Abstract

Obesity, hypercholesterolaemia, low high-density lipoprotein cholesterol levels, hypertriglyceridaemia, high fasting plasma glucose levels, hyperuricaemia and increased white blood cell count levels are all positively associated with the risk of hypertension, but the effect of the clustering of these risk factors on the risk for development of hypertension remains unclear. Longitudinal study at a work site in Osaka, Japan.
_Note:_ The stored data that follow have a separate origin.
PR #288, opened 2021-03-09
disable nfc support in preparation for release

martelletto:


kongeo (approved):

martelletto:
Yes, this is the experimental Linux NFC support. It was disabled in the sense that it won't be available out of the box, but through a compile-time option. There are some rough edges we need to address (happy to elaborate if there is interest). Further, we do not want to surprise anyone when they update a package and applications suddenly start talking NFC - which is the case with the code as it stands. We are also not aware of anyone using the feature.

rileyg98:
I would be interested in the 'rough edges' - I am currently exploring the use of this library with NFC support for a NFC-only implementation of FIDO2 (currently being developed by myself), for further use in libpam-u2f, and would be happy to address these rough edges to allow the possibility for "official" NFC support - currently, it uninstalls a few "big" parts of Ubuntu when uninstalling libfido2 provided by Ubuntu, to replace it with this version. We would, as a result, be using this feature - happy to discuss this in greater depth.

martelletto:
@rileyg98 Great to hear! The plumbing is there (in HEAD, or in 1.7.0 built with `-DNFC_LINUX`), and the functionality should work. The rough edges we need to address are:

- Is the device path (as implemented) acceptable, or would a opaque, umbrella path (e.g. `linux://nfc`) be preferable?
- We currently block on a NFC reader until a device is detected. Is this behaviour desired?
- Should we try to detect NFC devices out of the box?
- What is the impact to applications using libfido2?

hramrach:
There are sites that recommend to use an USB token as main and wireless as backup (I think it's bluetooth but it applies equally to NFC).

From use PoV there should be no difference between different connection path of tokens, the connection paths should be interchangeable, and the connection path used should be autodetected.

From that 

 - NFC devices should be detected automatically when NFC is available
 - NFC detection should not block - eg. polling the reader for devices a few times per second might work well enough
 - NFC support should not prevent the user from using an USB token

martelletto:
This will be revisited in 1.9.0. Thank you for the input.

PR #302, opened 2021-03-17
introduce FIDO_ERR_UNAUTHORIZED_PERM; handle it in should_retry_with_pin()

kongeo:
CTAP2_1 supports a uvAcfg option that flags whether the token allows the
acfg permission for getting a token with uv or not. This commit
showcases how that option can be used to obtain a token for the config
command.


tools/config.c
```diff
@@ -92,21 +92,26 @@ config_pin_minlen(char *path, const char *pinlen)
...
 	dev = open_dev(path);
 	if ((len = base10(pinlen)) < 0 || len > 63) {
 		warnx("%s: len > 63", __func__);
 		goto out;
 	}
-	if ((r = fido_dev_set_pin_minlen(dev, (size_t)len, NULL)) != FIDO_OK &&
-	    should_retry_with_pin(dev, r)) {
-		if ((pin = get_pin(path)) == NULL)
+	if ((get_devopt(dev, "uvAcfg", &v) == 0) && (v > 0)) {
+		if ((r = fido_dev_set_pin_minlen(dev, (size_t)len, NULL)) != FIDO_OK &&
```
LDVG, line 103: If the device supports uvAcfg, wont this first set the min length using built-in uv, then prompt the user for a PIN and set the min length again?

tools/config.c
```diff
@@ -125,17 +130,22 @@ config_force_pin_change(char *path)
...
 	char *pin = NULL;
-	int r, ok = 1;
+	int v, r, ok = 1;
 
 	dev = open_dev(path);
-	if ((r = fido_dev_force_pin_change(dev, NULL)) != FIDO_OK &&
-	    should_retry_with_pin(dev, r)) {
-		if ((pin = get_pin(path)) == NULL)
+	if ((get_devopt(dev, "uvAcfg", &v) == 0) && (v > 0)) {
+		if ((r = fido_dev_force_pin_change(dev, NULL)) != FIDO_OK &&
```
LDVG, line 137: dito above

tools/config.c
kongeo: ohh right, that scenario :)

martelletto (approved):

LDVG (approved):

PR #304, opened 2021-03-19
address a few inconsistencies in what we include, and how we include it

martelletto:


LDVG (approved):
Looks reasonable to me!

kongeo (approved):

PR #305, opened 2021-03-19
credman: allow requests without a pin/uv token through

martelletto:
so that the authenticator has a chance to reply with `FIDO_ERR_PIN_REQUIRED`, as per spec. this is a sensible thing to do on its own, but also required for `fido2-token` to work as expected with PIN authenticaton after https://github.com/Yubico/libfido2/commit/6c1d0886e2d8451b857505744b5b83583924c38b.


LDVG (approved):
Makes sense to me!

kongeo (approved):

PR #306, opened 2021-03-24
assert: fix use of fido_dev_can_get_uv_token()

martelletto:
calling `fido_dev_can_get_uv_token()` from the module's `tx()` function is typically ok, but assertions are a special case: we obtain a ecdh shared secret in the very beginning, and hold on to it while making multiple trips to the authenticator, so that we can gather all the assertions and decrypt any hmac secrets. we should therefore move the call to `fido_dev_can_get_uv_token()` from `tx()` to the outer `fido_dev_get_assert()`, where the call to `fido_do_ecdh()` takes place.

### DIFF
--- a/src/assert.c
+++ b/src/assert.c
@@ -132,7 +132,7 @@ fido_dev_get_assert_tx(fido_dev_t *dev, fido_assert_t *assert,
 		}
 
 	/* user verification */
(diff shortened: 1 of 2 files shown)


LDVG (approved):

kongeo (approved):
lgtm!

Issue #316, opened 2021-03-31
Resulting Shared Library in wrong destination


xgcssch:
**What version of libfido2 are you using?**
1.7

**How does the problem manifest itself?**
When building fido2 as a shared library, the resulting Object is not placed in the correct directory according

https://www.gnu.org/prep/standards/html_node/Directory-Variables.html
https://cmake.org/cmake/help/latest/module/GNUInstallDirs.html
https://cmake.org/cmake/help/latest/command/install.html

This is due to specifying

```
RUNTIME DESTINATION ${CMAKE_INSTALL_LIBDIR})
```

in line 123 of file `src/CMakeLists.txt`.

It should be changed to 

```
RUNTIME DESTINATION ${CMAKE_INSTALL_BINDIR})
```

martelletto:
Fixed in d3ed2bfc1172074f81ce04973f33db532c4ec141. Thank you!

PR #317, opened 2021-03-31
Changed installation directory of DLLs on Windows

xgcssch:
As stated in 
https://cmake.org/cmake/help/latest/module/GNUInstallDirs.html or https://cmake.org/cmake/help/latest/command/install.html
the target for RUNTIME DESTINATION should be CMAKE_INSTALL_BINDIR and not CMAKE_INSTALL_LIBDIR

This is a proposed fix for #316


martelletto:
The changes are fine, but the commit message of f28aba1 could use some rephrasing: what is effectively being changed is the installation directory of DLLs on Windows, and nothing else. The documentation on cmake.org borrows the term "GNU" and uses it in a rather loose way to describe installation paths that are common not only in GNU, but in UNIX-like environments in general, and later extrapolates the term to include non-UNIX environments as well. As far as UNIX-like environments and paths are concerned, commit f28aba1  is a no-op. Could I bother you to please amend the commit message? Thank you!

xgcssch:
Your were right: My wording violated KISS ;-)

martelletto:
Thank you. I've pushed a new branch to get rid of the merge commit.

PR #330, opened 2021-05-21
cmake: remove code duplication

martelletto:
populate TARGET_LIBRARIES once and use it in the definition of the static and shared lib targets, instead of duplicating the contents of TARGET_LIBRARIES in both places.


LDVG (approved):
Looks good! :+1:

PR #331, opened 2021-05-21
pkg-config: revert 4b9ff83

martelletto:
While there may be a point in defining 'Requires.private', it is ultimately the territory of package maintainers and wasn't the commit's intention; 'Libs.private' was intended.

Due to CMake's architecture and the concept of a separate "generator", expanding 'Libs.private' from within CMakeLists.txt isn't trivial. While there are some acrobatics we could do, they are likely to produce innacurate results.


martelletto:
4b9ff83 was introduced in PR #293.

LDVG (approved):

PR #336, opened 2021-06-15
Initial support for Windows's native WebAuthn API

### LINKED ISSUE #34: windows: abstraction layer for system's native API
I have a problem with the libfido2 detecting any attached key on my Surface Book 2. I have tried multiple keys and using webauth demos or the YubicoManager they all successfully detect the key, but the number of devices from the `fido_dev_info_manifest` call is always 0. Running the same code on other laptops/desktops works with the library detecting multiple keys (`fido_dev_info_manifest` returning > 0 devices). 

The drivers for the keys always installs correctly and Windows recognize the key as a security device etc. I have tried keys from Yubico and some keys from other vendors.

The Windows version I have installed is 1903 (release preview) but I have tried attaching the key using a Virtual Machine with Windows 7 and earlier Windows 10 versions and still the same problem.

```
fido_dev_t *device = NULL;
fido_dev_info_t *deviceInfoList;
size_t ndevs = 0;
fido_init(0);
if ((deviceInfoList = fido_dev_info_new(64)) && fido_dev_info_manifest(deviceInfoList, 64, &ndevs) == FIDO_OK)
```

This code will return `FIDO_OK` but with `ndevs` set to 0 with a key attached to the computer.

martelletto:
This PR gives applications the opportunity to talk to FIDO devices through Windows's native WebAuthn API, which gets abstracted by libfido2 as a FIDO device with path `windows://hello`. Applications willing to make use of this abstraction will need to:

- use `fido_cred_set_clientdata()` and `fido_assert_set_clientdata()` instead of `fido_cred_set_clientdata_hash()` and `fido_assert_set_clientdata_hash()`;
- not prompt for the PIN themselves, but instead pass a non-NULL PIN to `fido_dev_make_cred()` or `fido_dev_get_assert()` (or set UV in the corresponding credential/assertion), so that Windows's system API prompts for the PIN. 

Please note that the only extension supported at the moment is `credProtect`.

Fixes #34.


kongeo (approved):
Nice! LGTM :)

LDVG (approved):
Nice work! :ok_hand:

We examined 3784 Japanese male office workers aged 30 to 59 years who were hypertension-free [systolic blood pressure (SBP) < 140 mmHg, diastolic blood pressure (DBP) < 90 mmHg, no medication for hypertension, and no past history of hypertension]. Blood pressures were measured at annual health examinations from May 1996 to May 2001. After controlling for potential predictors of hypertension, the relative risk of hypertension (SBP>/=140 mmHg, DBP>/=90 mmHg, or both or prescription of antihypertensive medication) compared with the presence of no risk factors was 1.41 (95% CI, 1.21 to 1.64), 1.64 (95% CI, 1.38 to 1.96), 1.93 (95% CI, 1.56 to 2.39), 2.01 (95% CI, 1.51 to 2.68) and 3.34 (95% CI, 2.07 to 5.38) (P value for trend < 0.001) for respective risk factors of 1, 2, 3, 4 and >/=5. Even after the subjects were stratified according to blood pressure, the clustering of risk factors was associated with an increased risk of hypertension for subjects in all three categories of normotension: low-normal, normal, and high-normal. Clustering of cardiovascular risk factors associated with hypertension precedes an increase in the risk of hypertension in Japanese men.